> **What this task involves**
Could you reproduce the line where "And this whitelisting" occurs and all lines after it in the listing below, through the final one, without changing anything?

========================

PR #1610, opened 2024-02-14
Fix compile error on riscv64

rwmjones:
Adding @davidlt who wrote the patch originally

We are testing the patch on RISC-V here:
http://fedora.riscv.rocks/koji/packageinfo?packageID=28035

### DIFF
--- a/stb_sprintf.h
+++ b/stb_sprintf.h
@@ -230,7 +230,7 @@ STBSP__PUBLICDEC void STB_SPRINTF_DECORATE(set_separators)(char comma, char peri
 #define stbsp__uint16 unsigned short
 
 #ifndef stbsp__uintptr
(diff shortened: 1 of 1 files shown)


ilyakurdyukov:
This is insane. Whitelisting 64-bit architectures in 2024 should be considered a serious crime against portability. In times when most architectures are 64-bit. How many years have compilers had predefined macros like these?

```
#define _LP64 1
#define __LP64__ 1
#define __INTPTR_WIDTH__ 64
```

And this whitelisting nonsense only for the uintptr, which has been available in `stdint.h` since C99, for 25 years!

And yet, people who can't find their architecture on the list ask to add it. They don't ask to fix this trashfire once and for all.

I wanted to create a bug about this, but judging by the number of open and unanswered issues and PRs, it looks like this project is closer to abandonware than to anything else.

========================

> **Answer**
And this whitelisting nonsense only for the uintptr, which has been available in `stdint.h` since C99, for 25 years!

And yet, people who can't find their architecture on the list ask to add it. They don't ask to fix this trashfire once and for all.

I wanted to create a bug about this, but judging by the number of open and unanswered issues and PRs, it looks like this project is closer to abandonware than to anything else.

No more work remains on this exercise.